Addressing social development issues can improve and sustain human development and reduce individual and community vulnerability. Poverty, gender inequality, social exclusion and geographic location can all affect a person’s ability to realise their right to a decent standard of living. Moreover, individuals and groups may face multiple barriers to realising their rights. These barriers can negatively reinforce each other. For example, girls and women living with disabilities, or poor women living in rural areas, are likely to face greater barriers than most women living in better-off, urban settings. Challenges to human development can change throughout a person’s life and especially at particular periods. For example, the early years of life, the transition from school to work and from work to retirement are periods when human development challenges are high.
To realise rights to human development, we need to understand and address the social drivers of development. If we do not do so, any gains made will be undermined. By taking social development issues on board, development actors will achieve better results and better value for money. This guide breaks down social development issues and human development sectors for conceptual clarity but in reality the issues are intersecting and interdependent. Specifically, although human rights are addressed in one section of this guide, they apply to all the other social development sections.
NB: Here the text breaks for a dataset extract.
PR #962, opened 2020-01-06
SAP HANA initial AgnosticD configuration

makentenza:
##### SUMMARY
Add new configuration to AgnosticD. This configuration will be used for 'Techincal Enablement on how to insall SAP HANA on an standalone server using Ansible and/or Ansible Tower'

Key debates and challenges
Development actors have sought to incorporate a social development lens through approaches such as a human rights-based approach, Political Economy Analysis, inclusive institutions, and good governance. The literature recommends an inter-sectoral approach including engaging with other sectors of government and society to address influences outside of human development sectors.
The international discourse has been strongly influenced by the Millennium Development Goals’ (MDGs) focus on human development outcomes. The new Sustainable Development Goals (SDGs) involve shifting away from a technical approach for increasing human development, towards an equity/inclusion approach that focuses on ‘leave no-one behind’ (Starfield, 2007). Discussions draw on analysis of underlying power relations to understand intersecting inequalities and how these affect equitable outcomes. There is an increased emphasis on social norms and understanding social institutions, and on politics ‒ including informal politics such as clientelistic relationships ‒ and political analysis. Citizen engagement for increasing accountability is a strategy that donors generally support (Gaventa & Barrett, 2010).
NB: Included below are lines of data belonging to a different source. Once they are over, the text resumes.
PR #1006, opened 2020-01-16
Revert "ssh_config template update for bastion and set_env_authorized_key roles"

fridim:
Reverts redhat-cop/agnosticd#1000

@miteshrh 
I think we should iterate over the hosts and just use the private ip address, instead of a wildcard 192.168.*. Something in the tone of

```
Host {{ host.name }}
Hostname {{ host.private_ip_address }}
...
```

### DIFF
--- a/ansible/roles/bastion/files/bastion_ssh_config.j2
+++ b/ansible/roles/bastion/files/bastion_ssh_config.j2
@@ -1,4 +1,3 @@
-{% if cloud_provider == 'ec2' %}
 Host ec2* *.internal *.example.com
   User {{remote_user}}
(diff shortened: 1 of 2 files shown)


fridim:
From Nate:

> In this case, https://github.com/redhat-cop/agnosticd/pull/1000 should not have been merged. It sets conditionals with the ec2 and osp providers. Unfortunately, what we would need for the osp provider, which is the *.example.com domain is now only under ec2. This will break our main OpenShift ILT lab if we pick it up the next time we tag.


So also, we just keep the *.example.com  too.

The value-added of a social development approach is recognised in academic literature and policy. However, working to increase equity and shift power relations can be difficult to put into practice. Cultural norms are difficult to change, and donors can be reluctant to engage with an overtly political approach. Some of the barriers to including a social development lens include a lack of expertise in specific areas, such as gender, age or disability, difficulty working across sectors, and technocratic approaches to human development. Barriers also exist because people working in development and in basic services hold the same social and cultural norms as do their clients, and are subject to the same, or similar, social prejudices.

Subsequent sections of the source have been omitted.